_Work item_: Supply the number of lines in the data below that hold "MalformedObjectNameException", and let that number be the whole answer.

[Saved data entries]

..............................

PR #485, opened 2023-10-11
Clean up instance telemetry bean in tests

rayz:
this pr:
1. adds a cleanup for instances and their telemetry bean
2. renames some of the instance names in our test yaml so that they are unique

now, when you run `mvn test -Dtest=TestApp | grep InstanceAlreadyExistsException` , there are no exceptions

### DIFF
--- a/src/test/java/org/datadog/jmxfetch/TestCommon.java
+++ b/src/test/java/org/datadog/jmxfetch/TestCommon.java
@@ -110,6 +110,16 @@ public class TestCommon {
         }
     }
 
+    /**
+     * Clear instances and their instance telemetry bean after execution of every test.
+     */
+    @After
+    public void clearInstances() {
+        if (app != null) {
+            app.clearAllInstances();
+        }
+    }
+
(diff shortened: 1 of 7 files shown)


scottopell (approved):

src/test/java/org/datadog/jmxfetch/TestCommon.java
```diff
@@ -110,6 +110,16 @@ public void unregisterMBean() throws MBeanRegistrationException, InstanceNotFoun
         }
     }
 
+    /**
+     * Clear instances and their instance telemetry bean after execution of every test.
+     */
+    @After
+    public void clearInstances() {
+        if (app != null) {
+            app.clearInstances(getInstances());
```
scottopell, line 119: Lets make `protected void clearAllInstances()` instead of exposing `clearInstances` as `protected`. This can wrap up the call to `getInstances` as well.

Motivation here is to keep `clearInstances` as private and expose a more stable `protected` interface.

scottopell (approved):

PR #487, opened 2023-10-17
Add JMXFetch telemetry around bean/attribute matching

rayz:
these changes:

1. add telemetry for the ratio of beans that had at least one attribute match
2. add telemetry for  # of wildcard bean queries

additional notes:
a following pr in the datadog-agent repo is needed to display these stats onto the `datadog-agent status -v` output


src/main/java/org/datadog/jmxfetch/util/InstanceTelemetry.java
```diff
@@ -7,12 +7,18 @@ public class InstanceTelemetry implements InstanceTelemetryMBean {
...
+    private int wildcardQueryCount;
+    private double attributeMatchRatio;
 
     /** Jmxfetch telemetry bean constructor. */
     public InstanceTelemetry() {
         beansFetched = 0;
         topLevelAttributeCount = 0;
         metricCount = 0;
+        domainsQueried = 0;
+        wildcardQueryCount = 0;
```
scottopell, line 20:
```suggestion
        wildcardDomainQueryCount = 0;
```

src/main/java/org/datadog/jmxfetch/util/InstanceTelemetry.java
```diff
@@ -7,12 +7,18 @@ public class InstanceTelemetry implements InstanceTelemetryMBean {
...
+        attributeMatchRatio = 0.0;
```
scottopell, line 21:
```suggestion
        beanMatchRatio = 0.0;
```

src/main/java/org/datadog/jmxfetch/Instance.java
```diff
@@ -733,14 +752,24 @@ private void refreshBeansList() throws IOException {
                     ObjectName name = new ObjectName(scope);
                     this.beans.addAll(connection.queryNames(name));
                 }
-            } catch (Exception e) {
+                if (instanceTelemetryBean != null) {
+                    instanceTelemetryBean.setDomainsQueried(beanScopes.size());
+                }
+            } catch (MalformedObjectNameException e) {
```
scottopell, line 758: `setDomainsQueried` can throw a `MalformedObjectNameException`? 

Also since you catch both the exception types, I don't think think they can escape this method, so you should be able to remove the `throws` decl from the method signature I believ.

src/main/java/org/datadog/jmxfetch/Instance.java
```diff
@@ -733,14 +752,24 @@ private void refreshBeansList() throws IOException {
                     ObjectName name = new ObjectName(scope);
                     this.beans.addAll(connection.queryNames(name));
                 }
-            } catch (Exception e) {
+                if (instanceTelemetryBean != null) {
+                    instanceTelemetryBean.setDomainsQueried(beanScopes.size());
```
scottopell, line 756: Does one scope correspond to one domain?
We may want to unlink these from each other, presumably `getBeansScopes` could return scopes that are more specific than a domain, even if today all it does is return the domain.

Or rename `getBeansScopes` to `getBeansDomains` if that is indeed all it does.

src/main/java/org/datadog/jmxfetch/Instance.java
```diff
@@ -434,7 +434,8 @@ public Connection getConnection(
 
     /** Initializes the instance. May force a new connection.. */
     public void init(boolean forceNewConnection)
-            throws IOException, FailedLoginException, SecurityException {
+            throws IOException, FailedLoginException, SecurityException, 
+                    MalformedObjectNameException {
```
scottopell, line 438: is this necessary?

scottopell (changes requested):
Some naming suggestions and clarifying questions, but this looks good overall

src/main/java/org/datadog/jmxfetch/Instance.java
rayz: removed

src/main/java/org/datadog/jmxfetch/Instance.java
rayz: `new ObjectName` can throw `MalformedObjectNameException`. removed the `throws` decl

rayz: L752
https://github.com/DataDog/jmxfetch/blob/b9671c319a24bad27e4e6b07b30fd7d8c73ba886/src/main/java/org/datadog/jmxfetch/Instance.java#L749-L752

scottopell (changes requested):
After discussion, the number of domains queried is not straightforward to instrument. Lets not collect it as telemetry.

scottopell (approved):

..............................

_Result of this exercise_: 4